11. A joint system of any one of claims 1 to 10 wherein the closed hollow cross-sectional beam is of rectangular or square cross-sectional.

12. A joint system of any one of claims 1 to 11 wherein at least one of the extending portions includes at least one reinforcing rib formed onto the exterior surface of the extending portion.

13. A joint system of claim 12 wherein the one or more reinforcing ribs run parallel to the main axis of the first beam.

14. A joint system of claim 12 or 13 wherein the reinforcing ribs extend from the extending portions into the body of the first beam.

15. A joint system of any one of claims 1 to 14 wherein the second beam has threaded connections complimentary to the spaced apart holes, inward of an external surface of the second beam, to receive and engage fasteners therein.

16. A joint system of any one of claims 1 to 15 wherein the sheet steel thickness is between 2 to 10 mm thick.

17. A joint system of any one of claims 1 to 16 wherein the closed hollow cross-section beam(s) are formed from first and second open cross-sectional beams that are nested, one inside the other.

18. A joint system of any one of claims 1 to 17 wherein the closed hollow cross-section beams have two opposed vertical webs, and two opposed horizontal flanges connecting therebetween.

19. A joint system of claim 17 or 18 wherein the first open cross-sectional beam forms a first of the vertical webs and part of a second of the vertical webs, and the second open cross-sectional beam forms the second vertical web, and part of the first vertical web, the first open cross-sectional beam and the second open cross-sectional beam both forming the two opposed horizontal flanges.

20. A joint system of any one of claims 1 to 19 wherein an open part of the or a closed hollow cross-section beam is substantially closed off by a first blanking plate

21. A joint system of claim 20 wherein thickness of the blanking plate steel is between 2 to 15 mm thick.

22. A joint system of any one of claims 1 to 21 wherein the sheet steel, used to form the beam(s), is formed to the respective first and/or second beam by welding.

23. A joint system of any one of claims 1 to 22 wherein there is no separate bracket between the first and second beam.

24. A joint system of any one of claims 1 to 23 wherein the two parallel extensions are formed from sheet steel solely of the first beam.

25. A joint system of any one of claims 1 to 24 wherein the first and second beams are load-carrying members of a portal frame.

26. A method of forming a joint system for structural elements for a building construction, comprising a first beam formed from at least two pieces of overlapping sheet steel to define a closed hollow cross-section,a second beam having a hollow cross-section,the first beam having at least two unitarily formed opposing extending portions having a distance between them to accommodate, when in a jointed condition, the second beam therebetween,the extending portions and the second beam each having a plurality of corresponding, when in a jointed condition, spaced apart holes to receive fasteners therethrough, andlocating the second beam between the at least two unitarily formed opposing extending portions, and locating fasteners through the first plurality of spaced apart holes, and second plurality of spaced apart holes such that when in a jointed and fastened condition the joint system provides a joint system that is moment, in plane, and out of plane, force resistant.

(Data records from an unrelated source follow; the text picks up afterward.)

PR #340, opened 2026-04-17
feat: validation instruction hook

cemonem:
### Pull Request Overview
#323 
Simple hook that gets called for every instruction when during validation of code section. 

### TODO or Help Wanted

- I am not sure this is enough or maybe too much, the hook doesn't know about which function it was called in, for example. On the other hand, i'm not sure just being able to scan instructions necessitates a hook, someone could write a crude pass to eliminate binaries with unwanted instructions without even using our codebase. On the other hand, if they want to take advantage of the context of validation, i don't think `(bytecode, pc)` tuple is enough.
- <del>Namespace clashes when i move ValidationConfig into its own `validation/config.rs`</del> (I renamed the module as `validation_config` but the path name is `validation/config.rs`).

### Checks

- Using Nix
  - [x] Ran `nix fmt`
- Using Rust tooling
  - [x] Ran `cargo fmt`
  - [ ] Ran `cargo test`
  - [ ] Ran `cargo check`
  - [x] Ran `cargo build`
  - [ ] Ran `cargo doc`

### DIFF
--- a/crates/benchmark/benches/general_purpose.rs
+++ b/crates/benchmark/benches/general_purpose.rs
@@ -53,7 +53,7 @@ macro_rules! bench_wasm {
             let wasm_bytes = $wasm_bytes;
 
             // Our interpreter
-            let our_validation_info = decode_and_validate(&wasm_bytes).unwrap();
+            let our_validation_info = decode_and_validate(&wasm_bytes, ()).unwrap();
             struct UserData;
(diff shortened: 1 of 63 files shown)


florianhartung (approved):

florianhartung:
Closes https://github.com/DLR-FT/wasm-interpreter/issues/323

PR #341, opened 2026-04-22
Fix Bug Where the PC is Reset to an Unknown Location When Out Of Fuel in Fill/Init Instructions

florianhartung:
This also adds a single test case for the `memory.fill` instruction specifically.

### Checks

- Using Nix
  - [x] Ran `nix fmt`
- Using Rust tooling
  - [ ] Ran `cargo fmt`
  - [ ] Ran `cargo test`
  - [ ] Ran `cargo check`
  - [ ] Ran `cargo build`
  - [ ] Ran `cargo doc`


florianhartung:
It might make sense to add more tests, which test for fuel-related control flow paths. This bug has not been found for quite a while, because we don't have a lot of fuel tests.

Or we could just execute the entire spec testsuite instruction-by-instruction..

cemonem (approved):

PR #376, opened 2026-07-23
Reduce Amount of Allocations

florianhartung:
# Open Questions / TODOs

# Benchmark Results

Coremark Results:

On main I get 311 and 312. On this branch I get 344 and 348.

I expect that the optimized br_table execution is responsible for this. Maybe it's in a hot loop somewhere. The coremark benchmark definitly contains ~10 br.table instructions

# References

# Checks

- Using Nix
  - [x] Ran `nix fmt`
- Using Rust tooling
  - [ ] Ran `cargo fmt`
  - [ ] Ran `cargo test`
  - [ ] Ran `cargo check`
  - [ ] Ran `cargo build`


src/execution/instructions/const_interpreter_loop.rs
```diff
@@ -92,15 +92,26 @@ pub(crate) unsafe fn run_const_span<T: Config>(
...
     module: ModuleAddr,
     store: &Store<T>,
+    maybe_reusable_stack: &mut Option<Stack>,
 ) -> Result<Option<Value>, RuntimeError> {
     let mut wasm = WasmDecoder::new(wasm);
 
     wasm.move_start_to(*span).unwrap_validated();
 
-    let mut stack = Stack::new::<T>(Vec::new(), &FuncType::new_empty(), &[])?;
+    // If there is a stack to use, clear and reinitialize it. Otherwise create a new stack.
```
cemonem, line 94: in a future pr, we can remove this stack all together and have a flag if we're supposed to have more than 1 item in the stack (that we pretend to have) since all constexpr instructions are already values by themselves

florianhartung: AFAIK we discussed this topic already. For now, I'd like to keep the stack because it allows us to easily implement the [Extended Const Expressions](https://github.com/WebAssembly/extended-const) proposal (which is part of Wasm 3)

florianhartung: However, the value stack may be untyped for constant expressions. https://github.com/DLR-FT/wasm-interpreter/issues/394 combined with https://github.com/DLR-FT/wasm-interpreter/issues/389 may therefore result in quite performant code

PR #395, opened 2026-07-29
Remove Logging

florianhartung:
# Open Questions / TODOs

What do we do about REQ-15 "Allow log dependency". Do we just remove it? Mark it as outdated?

# Benchmark Results

# References

# Checks

- Using Nix
  - [x] Ran `nix fmt`
- Using Rust tooling
  - [ ] Ran `cargo fmt`
  - [ ] Ran `cargo test`
  - [ ] Ran `cargo check`
  - [ ] Ran `cargo build`


src/execution/runtime_structure/addresses.rs
wucke13, line 1: We should keep the display implementations for these things, as they are externally handled.

src/core/structure/instructions.rs
wucke13, line 1: I do think these are useful, but we should/can move them into an auxillary crate

wucke13: Covered by #409

PR #403, opened 2026-08-03
Make MemInst::grow Return The Previous Length

florianhartung:
Because growing with shared linear memories is defined a little different in the spec, we can no longer simply read the previous length in the mem.grow instruction handler. Instead the memory instance should return in. 

# Open Questions / TODOs

# Benchmark Results

# References

# Checks

- Using Nix
  - [x] Ran `nix fmt`
- Using Rust tooling
  - [ ] Ran `cargo fmt`
  - [ ] Ran `cargo test`
  - [ ] Ran `cargo check`
  - [ ] Ran `cargo build`


src/execution/runtime_structure/memory_instances/mod.rs
```diff
@@ -25,34 +27,35 @@ impl MemInst {
             return Err(RuntimeError::MemoryGrowOverflowed);
         };
 
+        // We limit the number of pages to 2^16 because otherwise addresses for the next page's
+        // contents would exceed 2^32 - 1.
+        if new_len_pages > 2u32.pow(16) {
```
wucke13: I think this should be `1<<16 - 1` or use `>=` as comparator

PR #404, opened 2026-08-03
Limit Memory Size To u32 Bytes & Use u32 Indices

florianhartung:
# Open Questions / TODOs

# Benchmark Results

Two Coremark Runs:
- Before: 276.41, 276.13
- After: 283.35, 290.55

Interpretation: u32 is only half as big as a usize as a function argument. Maybe less data to move between functions sped up some memory instructions.

# References

First commit is from https://github.com/DLR-FT/wasm-interpreter/pull/403.

# Checks

- Using Nix
  - [x] Ran `nix fmt`
- Using Rust tooling
  - [ ] Ran `cargo fmt`
  - [ ] Ran `cargo test`
  - [ ] Ran `cargo check`
  - [ ] Ran `cargo build`


wucke13:
From a data oriented programming perspective, this is the right move. However, this brings us one step away from having 64 bit linear memory support. I would argue that, having 32 bit host 64 bit guest is nonsense; and thus if we use `usize`, we have already native support for 64 bit linear memories on all relevant targets, which with this we do loose. Then again, I do think that 32 bit is more than fine for most applications. What are your thoughts @florianhartung ?

florianhartung:
@wucke13 I agree. I've changed the implementation back to using using usizes and kept the other improvements made along the way. Also I added user-customizable limits for memory and table sizes.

27. A kit of parts for forming a joint between a second beam and a first beam, comprising a first beam formed from at least two pieces of overlapping sheet steel to define a closed hollow cross-section,a second beam having a hollow cross-section,the first beam having at least two unitarily formed opposing extending portions having a distance between them to accommodate, when in a jointed condition, the second beam therebetween,the second beam having a second plurality of spaced apart holes on opposing sides thereof to receive the same fasteners therethrough, complimentary to the first plurality,a plurality of fasteners to engage between the first plurality of spaced apart holes and their corresponding second plurality of spaced apart holes,such the first and second beam may be fastened together using the fasteners to form a jointed beam that is moment, in plane, and out of plane, force resistant.